Although the FDA claims it will “unleash gene therapies,” the documented collapse of the agency under the Trump administration, a more conservative view of gene therapies, and “mistrust and paranoia” in the division in charge of those therapies set the stage for backtracking on AMT-130 (click here to read more).

 

On November 13, the key biotech site STAT reported on a private dinner held by uniQure CEO Matt Kapusta with investors on November 11. According to the report, uniQure hopes to find a way forward for AMT-130.

“We remain fully committed to people living with HD, who have no disease-modifying treatment options,” Tom Malone, uniQure’s senior director of communications, wrote me via e-mail on November 14. “We are wholly focused on working with the FDA to determine the best path forward to rapidly bring AMT-130 to patients and their families in the U.S.”

The company is withholding further public comment until it receives official final minutes of its most recent meeting with the FDA.
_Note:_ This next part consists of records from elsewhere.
PR #124, opened 2019-02-28
Add a gradle compatible file namer

narkaTee:
A file namer which is compatible with the default gradle folder layout.

Currently it uses the hardcoded test reports path `build/test-results/test` for the result files.
The workspace path is identical to the maven file namer.

This will work with the default gradle sourceSet layout for java projects.
Gradle allows users to reconfigure the sourceSets (adding new, etc.), so this might break depending how "strange" die build config is.
I will test some scenarios and report back with the results.

### DIFF
--- a/ci/script.sh
+++ b/ci/script.sh
@@ -8,4 +8,8 @@ set -o pipefail
 export MVN="mvn --settings ${TRAVIS_BUILD_DIR}/.travis.settings.xml"
 
 ###### Maven ######
-${MVN} clean org.jacoco:jacoco-maven-plugin:prepare-agent verify sonar:sonar
+if [ ${TRAVIS_SECURE_ENV_VARS} = "true" ]; then
+    ${MVN} clean org.jacoco:jacoco-maven-plugin:prepare-agent verify sonar:sonar
+else
+    ${MVN} clean org.jacoco:jacoco-maven-plugin:prepare-agent verify
+fi
--- a/src/main/java/de/retest/recheck/FileNamerStrategy.java
+++ b/src/main/java/de/retest/recheck/FileNamerStrategy.java
@@ -2,10 +2,27 @@ package de.retest.recheck;
 
 import de.retest.recheck.persistence.FileNamer;
 
+/**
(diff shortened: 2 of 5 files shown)


beatngu13:
First of all, thanks for the PR! I've made some adaptions here:

https://github.com/retest/recheck/compare/feature/gradle-file-namer

I've also added a test where I included the expected results. I'm not that familiar with Gradle, but I think

```
src/test/resources/resources/retest/foo/bar.recheck
build/test-results/test/foo/bar.result
```

should be

```
src/test/resources/resources/retest/recheck/foo/bar.recheck
build/test-results/test/retest/recheck/foo/bar.result
```

?

Also, feel free to include yourself in `<contributors>` within the POM.

beatngu13 (changes requested):
See feature branch in recheck.

narkaTee:
> First of all, thanks for the PR! I've made some adaptions here:
> 
> https://github.com/retest/recheck/compare/feature/gradle-file-namer

I have added support for different gradle source sets, by allowing a source set name to passed to the namer.



> I've also added a test where I included the expected results. I'm not that familiar with Gradle, but I think
> 
> ```
> src/test/resources/resources/retest/foo/bar.recheck
> build/test-results/test/foo/bar.result
> ```
> should be
> 
> ```
> src/test/resources/resources/retest/recheck/foo/bar.recheck
> build/test-results/test/retest/recheck/foo/bar.result
> ```
> ?

Gradle only creates the folders up to `build/test-results/test/`, every folder after that has to be created by retest.

I was actually confused about who creates the folder structure `target/test-classes/retest/recheck/`, I assumed maven does that because I could not find a code path in `RecheckReplayResultUtil` that creates folders.
That is why I choose `build/test-results/test/`.

But I would also prefer `build/test-results/test/retest/recheck/`.
Maybe `RecheckReplayResultUtil.persist` could use `FileUtil.ensureFolder` to create the folders?

beatngu13 (approved):

beatngu13:
Thx @narkaTee! 🙏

Two groups of HD advocates have launched petitions to the FDA to support the original uniQure timeline for AMT-130. They are discussed below.

 

 


The online petition to the FDA titled "Bring Hope to Huntington's Disease Families," on November 15, 2025 (screenshot by Gene Veritas, aka Kenneth P. Serbin)

 

Deep frustration with the FDA

 

The STAT report noted that Kapusta “doesn’t like all the drama” inside the FDA surrounding its upending of uniQure’s plans. They had involved extensive consultations with the FDA in 2024.

 

Aiming to stabilize the agency, the FDA has named Richard Pazdur, M.D., a leading cancer specialist and 26-year veteran of the entity, to run its center for regulating and approving new drugs.

 

Dr. Pazdur’s appointment is a sign the Trump administration is seriously addressing the “FDA dysfunction,” Kapusta said at the investor dinner, as reported by STAT.

 

According to the STAT report, Kapusta’s remarks at the dinner “reflected biotech’s frustration with volatility” at the FDA. uniQure was disturbed by the fact that the FDA’s new message on AMT-130 was “delivered by lower-level staffers” and not senior decision-makers, STAT reported.

 

The firm “feels like it was screwed over by the FDA, and rightfully so,” one investor told the STAT reporter.

 

Meanwhile, the FDA and some scientists have moved ahead with researching and approving the world’s first personalized gene-editing treatments for individuals with rare genetic conditions. It is unclear how much this might benefit rare disease communities like HD (with thousands of affected individuals) and impact the FDA’s thinking on AMT-130.

 

Two petitions: ‘AMT-130 could change everything’

 

As of November 15, the two online petitions to the FDA from HD advocates have already garnered almost 9,000 signatures.

 

These moving, persuasive petitions effectively portray the devastating impact of HD on patients and families and the historic breakthrough towards a treatment achieved with AMT-130. They effectively demonstrate the profound need for the drug and urgent action by the FDA.

 

One petition is titled “Bring Hope to Huntington's Disease Families: Urge the FDA to Uphold Accelerated Approval.”

 

It is sponsored by the Huntington’s Disease Society of America, HD Reach, Help4HD International, Huntington’s Disease Foundation, and Huntington’s Disease Youth Organization. These organizations have also pledged to improve collaboration.

 

It notes that “the FDA is now wavering on its commitment” to AMT-130. It asks the agency to honor its previous guidance to uniQure, recognize the urgency of the unmet dire medical need of HD families, and to expedite the approval of AMT-130.

 

It urges people to sign: “We cannot allow procedural hesitation to become a death sentence.”

 

The other petition is titled “Accelerate Breakthrough Drug Approval for Huntington's Disease - UniQure AMT-130.”

 

“Our Plea: Turn Heartbreak Into Hope,” it states. “We are mothers and fathers, sons and daughters, brothers and sisters, husbands and wives, friends and caregivers – all united by love and by loss. AMT-130 could change everything.”

 

As an HD gene carrier and HD family member, I immediately signed the first petition upon learning about it. I urge all friends and supporters of the HD community to join us in our plea to the FDA.